There are a few guidelines for the verification of food qualitative methods, including HPB, NMKL, and AOAC. The HPB-MFO5 guideline introduces a “detection limit (DL)” study with artificial contamination at five different spiking levels and three replicates of uninoculated samples on 18 replicate test samples [25]. In spite of performing the numerous spiking tests and in contrast to ISO 16140-3 Protocol 1, the HPB does not offer a numeric DL value. Similarly, the 2013 Australian National Association of Testing Authorities (NATA) guideline offers one method to indicate the LOD for a quantitative microbiological assay through inoculation with a limited number of challenging microorganisms (not more than 5 CFU per unit), followed by the measurement of recovery and determination of eLOD50 in other aspects, such as method validation and verification of alternative and rapid methods [26]. Therefore, in this study, we applied the ISO 16140-3 protocol to verify three routine microbiologic detection methods by calculating the limit of detection at 50% (eLOD50). Our findings successfully verified standard methods of detecting E. coli, S. aureus, and Salmonella spp. in selected food items, indicating that our laboratory can properly use/implement three qualitative methods. A few studies have been conducted on verifying food microbiological testing methods, mostly focused on Salmonella spp. detection methods with limited food items [8–11]. For instance, the study by Cajas Rios et al. verified the horizontal method for the detection of Salmonella spp. in poultry, garlic, strawberries, and animal feed pellets [9]. Freschi et al. also verified a Salmonella spp. detection method using powdered infant formula [27]. Furthermore, different studies have calculated eLOD50 other performance characteristics using models such as the complementary log-log model and generalized linear mixed models [8, 28].
Considering the lack of published validation studies on LOD50 for E. coli and S. aureus, we considered the lowest possible LOD50 (1 CFU per test portion) as the acceptance criteria. According to Granato et al., a theoretically minimal LOD value of 1 CFU/25g of the analytical test portion is the best that can be expected from a qualitative microbiology method [3]. For Salmonella spp. and S. aureus, we had to repeat the tests for a number of food items (minced meat, hamburger, pasteurized whole liquid eggs, and black pepper) due to unacceptable negative results for the high inoculation level or positive results for the blank test portions. As outlined in the results evaluation step of protocol 1, the high level inoculation (9 × LOD50) should only produce positive results and the blank level should not produce a positive result, so we had to repeated the experiment (re-run verification) for all levels of mentioned food items. Such test results may be attributed to the complexity of the microflora, natural contamination, natural microbiota, heterogeneous properties of the semi-solid matrix (matrix effect and motion effect or Poisson distribution effects), diverse behavior of the microorganism in the food matrix, secondary and accidental contamination of food items, the interaction of food ingredients in complex foods, the heterogeneity of samples, and microbial competition; these factors interfere with the blank test results, which should be negative at all testing stages. In cases where the blank test result was positive, the test was repeated. ISO protocols have not suggested any decontamination processes before running the tests. Therefore, these positive results can be attributed to natural and accidental contamination of the test samples; such contamination cannot easily be removed and are not negligible.
Despite using CRMs (WDCM strains) for inoculum preparation, we found that the adoption of ISO 16140-3 Protocol 3 was impractical in this study due to the intrinsic wide concentration range in bacteria count of the CRMs and the mentioned uncertainty in the certificate of analysis of each product. Therefore, microbial counting should be done simultaneously with test portion inoculation to ensure the accuracy and precision of the count of the final inoculum. Nonetheless, the application of microbiological CRMs was the best choice for culture media quality control and inoculum preparation.

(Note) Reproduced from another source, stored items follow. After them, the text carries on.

PR #8171, opened 2021-04-09
Add internal compaction API for Secondary instance

jay-zhuang:
Add compaction API for secondary instance, which compact the files to a secondary DB path without installing to the LSM tree.
The API will be used to remote compaction.

Test plan: `make check`


db/db_impl/db_impl_secondary.cc
```diff
@@ -17,8 +17,9 @@ namespace ROCKSDB_NAMESPACE {
 
 #ifndef ROCKSDB_LITE
 DBImplSecondary::DBImplSecondary(const DBOptions& db_options,
-                                 const std::string& dbname)
-    : DBImpl(db_options, dbname) {
+                                 const std::string& dbname,
+                                 const std::string& secondary_path)
+    : DBImpl(db_options, dbname), secondary_path_(secondary_path) {
```
ajkr, line 22: (unrelated to this PR) I think `DBImpl` should be passed `read_only=true`. That's a new flag introduced in #8142 to prevent `SanitizeOptions()` from creating an info logger when none is provided (i.e., `info_log == nullptr`). I'd guess in a secondary DB, a `SanitizeOptions()`-created info logger could conflict with the primary DB info logger. It looks like `OpenAsSecondary()` tries to avoid opening the DB with option `info_log == nullptr` -- except when  L616 is executed.

db/db_impl/db_impl_secondary.cc
```diff
@@ -663,6 +664,103 @@ Status DB::OpenAsSecondary(
...
+  c->SetInputVersion(version);
+
+  // Create output directory if it's not existed yet
+  std::unique_ptr<FSDirectory> output_dir;
+  s = CreateAndNewDirectory(fs_.get(), secondary_path_, &output_dir);
+  if (!s.ok()) {
+    return s;
+  }
+
+  LogBuffer log_buffer(InfoLogLevel::INFO_LEVEL,
```
ajkr, line 722: Does this need to be flushed somewhere? I don't know why `CompactionJob` requires this, but it feels surprising if the client is expected to own it but doesn't need to do anything with it after the compaction finishes.

ajkr (approved):
LGTM, good to see `CompactionJob` can support local execution and remote execution. What will the primary side look like during remote execution? Do we also create a `CompactionJob` there and invoke some subset of its operations?

db/db_impl/db_impl_secondary.cc
```diff
@@ -17,8 +17,9 @@ namespace ROCKSDB_NAMESPACE {
 
 #ifndef ROCKSDB_LITE
 DBImplSecondary::DBImplSecondary(const DBOptions& db_options,
-                                 const std::string& dbname)
-    : DBImpl(db_options, dbname) {
+                                 const std::string& dbname,
+                                 const std::string& secondary_path)
```
riversand963, line 21: Nit: since we are going to store `secondary_path_` as a copy, we can make `secondary_path` of type `std::string`, and do `secondary_path_(std::move(secondary_path))`.

db/db_impl/db_impl_secondary.cc
```diff
@@ -663,6 +664,103 @@ Status DB::OpenAsSecondary(
...
+  if (!s.ok()) {
+    return s;
+  }
+
+  LogBuffer log_buffer(InfoLogLevel::INFO_LEVEL,
+                       immutable_db_options_.info_log.get());
+
+  // TODO: there's only 1 job could be run per DB secondary instance, add
+  // validation for that.
+  const int job_id = 1;
```
riversand963, line 727: Can we still use `next_job_id_`?
> TODO: there's only 1 job could be run per DB secondary instance

I am not sure whether you mean "only 1 job ID" or "only 1 job", because they do not seem to contradict with each other.

riversand963 (approved):
LGTM. Thanks @jay-zhuang for the PR

ajkr:
> What will the primary side look like during remote execution? Do we also create a CompactionJob there and invoke some subset of its operations?

Overall I'm finding it difficult to wrap my head around the different modes of `CompactionJob` (on primary w/ local execution, on primary w/ remote execution, and remote execution). Unless I'm missing something, it seems both the `CompactionJob` client and the `CompactionJob` itself need to behave differently in these different modes. The client needs to call the right subset of `CompactionJob` functions according to the mode, and the functions themselves need to behave differently according to the mode.

Have we tried prototyping `ProcessKeyValueCompaction()` as the unit of work that can be relocated to a remote worker? I still suspect keeping control logic all on the primary can help. I recall we found execution logic residing outside of `ProcessKeyValueCompaction()` (i.e., fsync'ing parent directory and verifying output tables). After thinking through it more, it makes sense to me to do the table verification in `ProcessKeyValueCompaction()`, and that function can fsync the secondary_path directory too when run remotely.

db/compaction/compaction_job.cc
```diff
@@ -899,6 +910,35 @@ Status CompactionJob::Install(const MutableCFOptions& mutable_cf_options) {
...
+  compaction_result->output_level = compact_->compaction->output_level();
+  compaction_result->output_path = output_path_;
+  // Compaction service should not have sub compaction
+  assert(compact_->sub_compact_states.size() == 1);
+  SubcompactionState& subcompaction_state = compact_->sub_compact_states[0];
+
+  for (auto& output_file : subcompaction_state.outputs) {
+    auto& meta = output_file.meta;
+    compaction_result->output_files.emplace_back(
+        MakeTableFileName(".", meta.fd.GetNumber()), meta.fd.smallest_seqno,
```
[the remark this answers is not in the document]
jay-zhuang: I guess we don't need the "." here.

db/compaction/compaction_job.h
```diff
@@ -57,6 +57,81 @@ class Version;
...
 class VersionSet;
 
+// CompactionServiceInput is used the pass compaction information between two
+// db instances. It contains the information needed to do a compaction. It
+// doesn't contain the LSM tree information, which is passed though MANIFEST
+// file.
+struct CompactionServiceInput {
+  std::string column_family_name;
+
+  DBOptions db_options;
```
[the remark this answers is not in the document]
jay-zhuang: It has column_family_name and `ColumnFamilyOptions`. I'll combine them with `ColumnFamilyDescriptor`.
I don't think we need vector here, as compaction is only for 1 column family.

db/db_impl/db_impl_secondary.cc
jay-zhuang: Thanks for pointing it out, I need look into it to understand the problem, filed an issue to myself: #8193

db/db_impl/db_impl_secondary.cc
jay-zhuang: Isn't it flushed in `CompactionJob::Run()`: https://github.com/facebook/rocksdb/blob/d89483098ff4a77bd0ef12454a64554805984cc5/db/compaction/compaction_job.cc#L586

jay-zhuang:
> What will the primary side look like during remote execution? Do we also create a CompactionJob there and invoke some subset of its operations?

Yes, the CompactionJob will be created and then `Prepare()` -> `Run()` -> `Install()`. The remote_compaction part will be handled inside of `Run()`, instead of calling `ProcessKeyValueCompaction()`, it will call the CompactionService callback.

> Overall I'm finding it difficult to wrap my head around the different modes of `CompactionJob` (on primary w/ local execution, on primary w/ remote execution, and remote execution). Unless I'm missing something, it seems both the `CompactionJob` client and the `CompactionJob` itself need to behave differently in these different modes. The client needs to call the right subset of `CompactionJob` functions according to the mode, and the functions themselves need to behave differently according to the mode.

Yeah, I agree, I updated the patch to have a `CompactionServiceCompactionJob` for remote side, which differentiate itself from primary's `CompactionJob` and also group things together.

> Have we tried prototyping `ProcessKeyValueCompaction()` as the unit of work that can be relocated to a remote worker? I still suspect keeping control logic all on the primary can help. I recall we found execution logic residing outside of `ProcessKeyValueCompaction()` (i.e., fsync'ing parent directory and verifying output tables). After thinking through it more, it makes sense to me to do the table verification in `ProcessKeyValueCompaction()`, and that function can fsync the secondary_path directory too when run remotely.

I updated it to have `CompactionServiceCompactionJob` to call `ProcessKeyValueCompaction()` directly instead of using the same `Prepare()` and `Run()`. It does make it cleaner.

db/compaction/compaction_job.h
```diff
@@ -194,19 +202,130 @@ class CompactionJob {
...
+  // location of the output files
+  std::string output_path;
+
+  // some statistics about the compaction
+  uint64_t num_output_records;
+  uint64_t total_bytes;
+  uint64_t approx_size;
+  uint64_t bytes_read;
+  uint64_t bytes_written;
+  CompactionJobStats stats;
```
ajkr, line 289: Is it used?

ajkr (approved):
LGTM! Nice separation of the remote compaction work into a dedicated class with a more targeted API.

PR #8172, opened 2021-04-10
Assert unlimited max_open_files for FIFO compaction.

### LINKED ISSUE #8014: creation time can not be read

### Expected behavior

i am using JNI the FIFO compaction and snapshot sst files to hdfs and recover it from previous run, looks like the SST file lost the creation time table property, can any body suggest how can i fix this?

2021/03/01-18:51:01.202049 7f59042fc700 (Original Log Time 2021/03/01-18:51:01.200883) [/compaction/compaction_picker_fifo.cc:107] [_timer_state/processing_user-timers] FIFO compaction: picking file 1710 with creation time 0 for deletion

 

the configuration is like 

currentOptions.setCompactionStyle(getCompactionStyle());
currentOptions.setLevel0FileNumCompactionTrigger(8);
CompactionOptionsFIFO compactionOptionsFIFO = new CompactionOptionsFIFO();
compactionOptionsFIFO.setMaxTableFilesSize(MemorySize.parse("8gb").getBytes());
compactionOptionsFIFO.setAllowCompaction(true);

 

the rocksdb version is 

<dependency>
<groupId>io.github.myasuka</groupId>
<artifactId>frocksdbjni</artifactId>
<version>6.10.2-ververica-3.0</version>
</dependency>

thejchap:
Resolves #8014

- Add an assertion on `DB::Open` to ensure `db_options.max_open_files` is unlimited if FIFO Compaction is being used.
- This is to align with what the docs mention and to prevent premature data deletion.
- Update tests to work with this assertion.

Test Plan:
```bash
$ make check -j$(nproc)

Generated TARGETS Summary:
- 6 libs
- 0 binarys
- 180 tests
```

### DIFF
--- a/db/column_family.cc
+++ b/db/column_family.cc
@@ -1355,6 +1355,12 @@ Status ColumnFamilyData::ValidateOptions(
         "[0.0, 1.0].");
   }
 
+  if (cf_options.compaction_style == kCompactionStyleFIFO &&
+      db_options.max_open_files != -1 && cf_options.ttl > 0) {
+    return Status::NotSupported(
+        "FIFO compaction only supported with max_open_files = -1.");
+  }
+
   return s;
 }
 
--- a/utilities/option_change_migration/option_change_migration_test.cc
+++ b/utilities/option_change_migration/option_change_migration_test.cc
@@ -54,7 +54,9 @@ TEST_P(DBOptionChangeMigrationTests, Migrate1) {
   if (old_options.compaction_style == CompactionStyle::kCompactionStyleLevel) {
     old_options.level_compaction_dynamic_level_bytes = is_dynamic1_;
   }
-
+  if (old_options.compaction_style == CompactionStyle::kCompactionStyleFIFO) {
+    old_options.max_open_files = -1;
+  }
   old_options.level0_file_num_compaction_trigger = 3;
   old_options.write_buffer_size = 64 * 1024;
   old_options.target_file_size_base = 128 * 1024;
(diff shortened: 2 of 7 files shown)


ajkr (commented):
Looks good so far. Do you mind also mentioning this under "Bug Fixes" section in the "HISTORY.md" file?

It looks like some tests relied on the now unsupported combination of options. You can try running `make check -j$(nproc)` locally (if that fails and it's not obvious what caused it, try `make watch-log`) to find all such cases.

utilities/option_change_migration/option_change_migration_test.cc
```diff
@@ -49,6 +49,7 @@ class DBOptionChangeMigrationTests
 #ifndef ROCKSDB_LITE
 TEST_P(DBOptionChangeMigrationTests, Migrate1) {
   Options old_options = CurrentOptions();
+  old_options.max_open_files = -1;
```
ajkr, line 52: Does it work to only make this change when `compaction_style == CompactionStyle::kCompactionStyleFIFO`? We'd probably also need to conditionally modify `new_options` below if we conditionally modified `old_options` here.

ajkr (approved):
Looks great!

utilities/option_change_migration/option_change_migration_test.cc
thejchap: @ajkr yep! will do. i planned to ping you on this one as i wasn't super confident that this particular change was in the right place heh

db/column_family.cc
```diff
@@ -1355,6 +1355,12 @@ Status ColumnFamilyData::ValidateOptions(
         "[0.0, 1.0].");
   }
 
+  if (cf_options.compaction_style == kCompactionStyleFIFO &&
+      db_options.max_open_files != -1 && cf_options.ttl > 0) {
```
mrambacher, line 1359: Can you explain the ttl > 0?  If ttl == 0, is it okay if max_open_files != -1 ?

ajkr: As far as we know, the `max_open_files == -1` is only needed to ensure the files' creation_time properties are read, which are used for deciding to trigger TTL compaction. When `ttl == 0`, TTL compaction is disabled.

PR #8173, opened 2021-04-11
FlushMemTable return ok but memtable does not synchronize flush

### LINKED ISSUE #8046: When I set flush_options.wait = 1, FlushMemTable return ok but memtable does not synchronize flush

### Expected behavior
FlushMemTable return failed 
### Actual behavior
FlushMemTable return ok
1、In my environment ：db_options_.paranoid_checks = ture and auto_recovery_ = true
2、One compaction thread encountered a problem of insufficient disk space, so it set SetBGError. The bg_error_ will be set kSoftError.
3、Another compaction thread also encountered a problem of insufficient disk space, so it set SetBGError . The recovery_error will be set.
4、My code set flush_options.wait = 1  then call  DBImpl::Flush .
5、FlushMemTable  return ok but flush memtable thread failed with an insufficient disk space error.

### Where is the bug I guess
image

zhuchong0329:
Fix #8046 : FlushMemTable return ok but memtable does not synchronize flush. The way to fix it is to expose RecoveryError.


mrambacher (changes requested):
I think this change is going to trigger a lot of failures in the "ASSERT_STATUS_CHECKED" cases.

A better approach may be to leave the code around line 2127 alone and add/copy line 2130-31 to around 2165.

zhuchong0329:
@mrambacher , Thanks for the reminder. I did ignore ROCKSDB_ASSERT_STATUS_CHECKED.

ajkr:
@zhuchong0329 this seems like a useful fix. Do you plan to try making it work with ASSERT_STATUS_CHECKED? I think you can get rid of all the early returns (e.g., L2125) and instead make them set `s` to a non-OK Status. Then add `s.ok()` to all the conditionals/loop conditions to make sure nothing meaningful executes and nothing overwrites `s` for the rest of the function.

riversand963:
What's our plan with this PR? @jay-zhuang

ajkr (approved):
LGTM too.

PR #8174, opened 2021-04-11
Add CreateFrom methods to Env/FileSystem

mrambacher:
- Added CreateFromString method to Env and FilesSystem to replace LoadEnv/Load.  This method/signature is a precursor to making these classes extend Customizable.

- Added CreateFromSystem to Env.  This method standardizes creating an Env from the environment variables.  Previously, some places would check TEST_ENV_URI and others would also check TEST_FS_URI.  Now the code is more command/standardized.

- Added CreateFromFlags to Env.  These method allows Env to be create from string options (such as GFLAGS options) in a more standard way.


env/env.cc
```diff
@@ -597,18 +606,29 @@ Status Env::LoadEnv(const std::string& value, Env** result) {
...
   std::unique_ptr<Env> uniq_guard;
   std::string err_msg;
   assert(guard != nullptr);
+  (void)config_options;
   env = ObjectRegistry::NewInstance()->NewObject<Env>(value, &uniq_guard,
                                                       &err_msg);
   if (!env) {
-    s = Status::NotFound(std::string("Cannot load ") + Env::Type() + ": " +
-                         value);
+    s = Status::NotSupported(std::string("Cannot load ") + Env::Type() + ": " +
```
zhichao-cao, line 630: Do we need to change the returned status from NotFound to NotSpported？Or you want to align with the other classes' CreateFromString return status?

env/env.cc
```diff
@@ -618,13 +638,63 @@ Status Env::LoadEnv(const std::string& value, Env** result,
...
 #else
+  (void)config_options;
   (void)result;
   (void)guard;
   s = Status::NotSupported("Cannot load environment in LITE mode", value);
 #endif
   return s;
 }
 
+Status Env::CreateFromSystem(const ConfigOptions& config_options, Env** result,
```
zhichao-cao, line 649: CreateFromSystem is a hard to understand. Maybe use a better name?

env/env.cc
```diff
@@ -618,13 +638,63 @@ Status Env::LoadEnv(const std::string& value, Env** result,
...
+    return Status::OK();
+  }
+}
+
+Status Env::CreateFromFlags(const ConfigOptions& config_options,
+                            const std::string& env_uri,
+                            const std::string& fs_uri, Env** result,
+                            std::shared_ptr<Env>* guard) {
+  *result = config_options.env;
+  if (env_uri.empty() && fs_uri.empty()) {
```
zhichao-cao, line 678: Can we reuse the code of CreateFromSystem. The logic is almost the same.

table/sst_file_reader_test.cc
```diff
@@ -37,14 +39,7 @@ class SstFileReaderTest : public testing::Test {
     sst_name_ = test::PerThreadDBPath("sst_file");
 
     Env* base_env = Env::Default();
-    const char* test_env_uri = getenv("TEST_ENV_URI");
```
zhichao-cao, line 40: I think we should use CreateFromFlags here and specify the input. Instead of give CreateFromSystem. We may not need CreateFromSystem as the API.

env/env.cc
mrambacher: I wanted to make it align with the other methods that return NotSupported if an instance could not be created.

env/env.cc
mrambacher: I am open to a better name.  Got any suggestions?  I was going to call it CreateFromEnv but that is a little misleading as well...

env/env.cc
```diff
@@ -618,13 +638,63 @@ Status Env::LoadEnv(const std::string& value, Env** result,
...
+    }
+    return s;
+  } else {
+    // Neither specified.  Use the default
+    guard->reset();
+    return Status::OK();
+  }
+}
+
+Status Env::CreateFromFlags(const ConfigOptions& config_options,
```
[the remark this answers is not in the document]
mrambacher: If you like that name better, sure.  I used "Flags" in deference to "GFLAGS" or OptionFlags, but was also debating about "CreateFromArgv" or something like that. 

I am open to renaming both of the CreateFrom methods...

env/env.cc
mrambacher: Done.

env/env.cc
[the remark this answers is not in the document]
zhichao-cao: Maybe "CreateFromArgv" is better.

env/env.cc
zhichao-cao: I mean, remove the CreateFromSystem method. Using CreateFromArgv or others to achieve the same function. I cannot see the essential of introducing CreateFromSystem.

mrambacher: Moved it to test::CreateEnvFromSystem and out of the public API

tools/db_bench_tool.cc
```diff
@@ -7666,23 +7658,20 @@ int db_bench_tool(int argc, char** argv) {
...
+                                  &FLAGS_env, &env_guard);
+    if (!s.ok()) {
+      fprintf(stderr, "Failed creating env: %s\n", s.ToString().c_str());
       exit(1);
     }
-    FLAGS_env = GetCompositeEnv(fs);
   } else if (FLAGS_simulate_hybrid_fs_file != "") {
-    FLAGS_env = GetCompositeEnv(std::make_shared<SimulatedHybridFileSystem>(
-        FileSystem::Default(), FLAGS_simulate_hybrid_fs_file));
+    //**TODO: Make the siimulated fs something that can be loaded
```
zhichao-cao, line 7669: nit: siimulated->simulate

tools/sst_dump_tool.cc
```diff
@@ -354,32 +346,17 @@ int SSTDumpTool::Run(int argc, char const* const* argv, Options options) {
...
-        exit(1);
-      }
-      env = GetCompositeEnv(fs);
+  {
+    ConfigOptions config_options;
+    config_options.env = options.env;
+    Status s = Env::CreateFromUri(config_options, env_uri, fs_uri, &options.env,
+                                  &env_guard);
+    if (!s.ok()) {
+      fprintf(stderr, "CreateEnv: %s\n", s.ToString().c_str());
```
zhichao-cao, line 355: CreateEnv: ->CreateFromUri:

zhichao-cao (approved):
Thanks for addressing the review comments! Just left some minor suggestions. Good to go.

PR #8179, opened 2021-04-12
Extend file_checksum_dump ldb command and DB::GetLiveFilesChecksumInfo to blob files

akankshamahajan15:
Summary: Extend the DB::GetLiveFilesChecksumInfo API to blob files.
This API is also used by the file_checksum_dump ldb command to dump checksum
of SST files which now also dumps blob files checksum.

Test Plan: Add new unit test

Reviewers:

Subscribers:

Tasks:

Tags:

### DIFF
--- a/db/version_set.cc
+++ b/db/version_set.cc
@@ -4954,6 +4954,7 @@ Status VersionSet::GetLiveFilesChecksumInfo(FileChecksumList* checksum_list) {
     if (cfd->IsDropped() || !cfd->initialized()) {
       continue;
     }
+    /* SST files */
     for (int level = 0; level < cfd->NumberLevels(); level++) {
       for (const auto& file :
            cfd->current()->storage_info()->LevelFiles(level)) {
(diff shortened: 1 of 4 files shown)


db/version_set.cc
```diff
@@ -4954,24 +4954,44 @@ Status VersionSet::GetLiveFilesChecksumInfo(FileChecksumList* checksum_list) {
...
+    /* Blob files */
+    const auto& blob_files = cfd->current()->storage_info()->GetBlobFiles();
+    for (const auto& pair : blob_files) {
+      const uint64_t blob_file_number = pair.first;
+      const auto& meta = pair.second;
+
+      assert(meta);
+      assert(blob_file_number == meta->GetBlobFileNumber());
+
+      std::string checksum_value = meta->GetChecksumValue();
```
riversand963, line 4979: Minor: can we avoid creating `std::string` here? We will create a copy anyway in `InsertOneFileChecksum()`.

tools/ldb_cmd_test.cc
```diff
@@ -349,6 +349,83 @@ TEST_F(LdbCmdTest, DumpFileChecksumNoChecksum) {
...
+  std::string dbname = test::PerThreadDBPath(env.get(), "ldb_cmd_test");
+  ASSERT_OK(DB::Open(opts, dbname, &db));
+
+  WriteOptions wopts;
+  FlushOptions fopts;
+  fopts.wait = true;
+  Random rnd(test::RandomSeed());
+  for (int i = 0; i < 200; i++) {
+    char buf[16];
+    snprintf(buf, sizeof(buf), "%08d", i);
```
riversand963, line 370: Nit: maybe we can use the formatting functionality available in `iomanip`. We have some discussion about migrating away from c-array and snprintf (https://github.com/facebook/rocksdb/pull/8137#discussion_r607324936). For an example, you can refer to https://github.com/facebook/rocksdb/blob/master/db/db_bloom_filter_test.cc#L2149.

riversand963 (approved):
Thanks @akankshamahajan15 for the PR

zhichao-cao (approved):
LGTM, thanks

db/version_set.cc
akankshamahajan15: I added the string because ```meta->GetChecksumValue();``` can be empty whereas SST files stores ```Unknown``` instead of empty. So to make behavior consistent I replace empty string with ```Unknown``` in case of BlobFiles.

PR #208, opened 2022-09-16
Image conversion script now operates over the whole dataset

ryaanahmed:
Previously, the image conversion script ran on a single directory of images. The actual use case is that we have a gigantic containing folder of images, so this PR changes that script so it runs over that directory and batch processes everything inside of it.

It also switches us from `subprocess.run` to `subprocess.Popen` in order to parallelize the processing.

NOTE: I pretty much hard coded the batch size for subprocess.Popen because I assume I'm the only person running this script in the lab, and I tweaked all of the values to be good for my home desktop machine (12-core Ryzen). So, it might not work on yours.


backend/scripts/imageconversion.py
```diff
@@ -1,65 +1,65 @@
...
-            [ex. 'Users/bob/Desktop/new/']
-    :param old_filetype: (str) image format of input images
-            [ex. 'TIF']
-    :param new_filetype: (str) desired output image format
-            [ex. 'jpg']
-    :param commands: (list) commands to apply to images, default = None
-            [ex. ['-quality, '20%']
+    :param src_dir_path: Path object to directory containing subdirectories of images
+    :param dest_dir_path: Path path object where output is intended to be saved in
+    :param commands: (list of strings) commands to apply to images
```
ryaanahmed, line 15: By the way @czheng10 -- I got rid of the two params specifying filetype bc we're always dealing with jp2 images.

PR #230, opened 2022-09-30
Changed nav background color from #1C1A1A to #000000

sharonyu524:
Changed the background color of the navigation bar to match the figma style guide.


ryaanahmed (changes requested):
Thanks! One thing to check before we merge this in: the SCSS variable `color-black` is used in a few places, not just the navbar. It's also used as the color for buttons (in `frontend/scss/styles.scss`) and as the border color for the legend (in `frontend/scss/legend.scss`).

Could you double check that changing this global variable keeps those styles as they should be? If not, we'll need to make a new variable.

Also: for style PRs, please include a screenshot of the changes, so we can see what's changed directly.

Thanks!

ryaanahmed:
@sharonyu524 and I talked about this -- the existing color was actually just barely-not-black, so changing it to black for sure doesn't mess with anything. Merging!

ryaanahmed (approved):

PR #233, opened 2022-09-30
Limit Similar Photos

irinazoccolini:
This PR limits the number of similar photos shown on the single photo page to 10. Instead of doing this on the frontend, it's now done on the backend.

### DIFF
--- a/backend/app/serializers.py
+++ b/backend/app/serializers.py
@@ -53,7 +53,11 @@ class PhotoSerializer(serializers.ModelSerializer):
         for analysis_result in analysis_results:
             name = analysis_result['name']
             result = json.loads(analysis_result['result'])
-            analyses_dict[name] = result
+            if name == "photo_similarity.resnet18_cosine_similarity":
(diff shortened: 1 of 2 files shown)


backend/app/serializers.py
```diff
@@ -53,7 +53,11 @@ def get_analyses(instance):
         for analysis_result in analysis_results:
             name = analysis_result['name']
             result = json.loads(analysis_result['result'])
-            analyses_dict[name] = result
+            if name == "photo_similarity.resnet18_cosine_similarity":
+                analyses_dict[name] = result[:min(10, len(result))]
```
ryaanahmed, line 57: Handy thing: slice syntax in Python actually reduces the stop value to the length of the collection if you ask for more values than the length.

So: no need for the call to `min` in this expression -- Python does it for you.

ryaanahmed (changes requested):
Looks good! See my comment for a small change.

ryaanahmed (approved):
thanks for the changes -- merging!

PR #234, opened 2022-10-07
Layout Changes to Photographers List Image Display

bukunmishodipo:
I created a folder in assets for the photographer's images, fixing the image links. Also edited the size of the images and the spacing to match what's specified in the Figma document.


backend/app/views.py
```diff
@@ -517,7 +517,8 @@ def photographer_list_view(request):
     """
     Photographer list page
     """
-    photos_dir = os.path.join(settings.LOCAL_PHOTOS_DIR, 'photographers')
+    # photos_dir = os.path.join(settings.LOCAL_PHOTOS_DIR, 'photographers')
```
ryaanahmed, line 520: Don't leave dead code in PRs -- if you've made a change, please do go ahead and delete the code that's replaced.

backend/config/settings/base.py
```diff
@@ -23,6 +23,7 @@
 ANALYSIS_PICKLE_PATH = Path(BACKEND_DIR, ANALYSIS_DIR, 'analysis_results')
 LOCAL_PHOTOS_DIR = "/static/images/photos"
 LOCAL_PHOTOS_LOCATION = Path(PROJECT_ROOT, 'assets', 'images', 'photos')
+PHOTOGRAPHERS_DIR = "/static/images/photographers"
```
ryaanahmed, line 26: When setting paths, generally don't set them as strings. Since paths are represented differently on Unix-based platforms and Windows, this code will crash on Windows. Check out the line above (setting `LOCAL_PHOTOS_LOCATION`) for how to use Python's pathlib to create cross-platform compliant paths.

It looks like earlier in the project, someone committed a similar problem with `LOCAL_PHOTOS_DIR` -- could you please fix this in this PR as well? I'm not sure that this path is used in the project anymore, though. If you find that it isn't, go ahead and delete it.

frontend/scss/photographerListView.scss
```diff
@@ -1,9 +1,30 @@
...
+    width: 13.7%;
 
 }
 
+.photographers-container{
+    padding: 1px;
+}
+
 .child{
+    margin-left: 10px;
```
ryaanahmed, line 13: Looks good. Just FYI -- one way you can do this in one line is:
`margin: VERTICAL HORIZONTAL`

so in this case
`margin: 20px 10px`

see https://developer.mozilla.org/en-US/docs/Web/CSS/margin for docs on this.

ryaanahmed (changes requested):
Nice work. I'm requesting changes for the Path thing (see my review comments). In general, when making a PR for a style change, please include a screenshot (ideally before and after) so we can easily see what's changed in GitHub.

In this study, more than 5 + 1 food items were selected since our laboratory has a broad range of applications. All food items, except animal feed (soybean powder), were within the scope of our laboratory. Other food categories, such as meat products (minced meat and hamburger), dairy products (pasteurized milk), pasteurized whole liquid eggs, and black pepper, were the most challenging food items selected for the verification study, as recommended by the ISO.
The LOD is the lowest number of microorganisms that can be detected under the stated testing conditions. Tim Sandle et al. reported a LOD < 10 CFU/g in the evaluation of raw material using the pour plate method and described some challenges in this respect considering the fact that dilution may lead to more losses caused by the lack of homogeneity and the Poisson distribution of microorganisms [29]. Therefore, microbiologically, the LOD must sometimes be considered theoretically rather than practically. Accordingly, many pharmacopeial tests require the use of a low-level challenge (< 100 CFU), which is normally considered to be sufficient [30]. Because the amount of LOD in qualitative microbiological food testing methods is considered much less than this range, we faced many challenges in determining LOD. The main challenges were preparing reputable counts of the inoculums of each organism and the risks of working with pathogenic Salmonella (Biosafety Level 2, Hazard Group 2 biological agent that can cause human disease and might be a hazard to workers).